Special Scenarios

Records with Blank Group-By Column

All records with a blank group-by value are marked as malformed records, and dumped in separate files in the output HDFS folder.

These malformed files are named as:

Malformed Records in Candidate Files

Candidate file records with a blank group-by column are discarded as malformed records and inserted into files with the file naming convention malformedRecordsCandidate-m-<5 digit numeral>.

For example, malformedRecordsCandidate-m-00000, malformedRecordsCandidate-m-00001.

This applies to Interflow Match jobs.

Malformed Records in Suspect Files

Suspect file records with a blank group-by column are discarded as malformed records and inserted into files with the file naming convention malformedRecordsSuspect-m-<5 digit numeral>.

For example, malformedRecordsSuspect-m-00000, malformedRecordsSuspect-m-00001.

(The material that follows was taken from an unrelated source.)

Issue #1894, opened 2024-03-13
bug:  resources with status not defined as subresource are not correctly handled


pdettori:
### Describe the bug

Not all resources follow the best practice of defining status as a subresource. For example, the Argo Workflow project has a "workflows" resource that does not have the status defined as subresource. See https://github.com/argoproj/argo-workflows/blob/5b3909b9567a5c6fc4fef81ac0785cfddbffb291/manifests/base/crds/minimal/argoproj.io_workflows.yaml#L55.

This applies to Interflow Match jobs.

Malformed Records in Input Files

Input file records with a blank group-by column are discarded as malformed records and inserted into files with the file naming convention malformedRecords-m-<5 digit numeral>.

For example, malformedRecords-m-00000, malformedRecords-m-00001.

This applies to the jobs Intraflow Match, Transactional Match, Best of Breed, Duplicate Synchronization, and Filter.

Counters for Malformed Records

The number of malformed records in a job run is stored in the counters:

MALFORMED_CANDIDATE_RECORDS
MALFORMED_SUSPECT_RECORDS
MALFORMED_RECORDS

Note: The values in these counters can be accessed by invoking the getCounters() method of the AdvanceMatchFactory instance.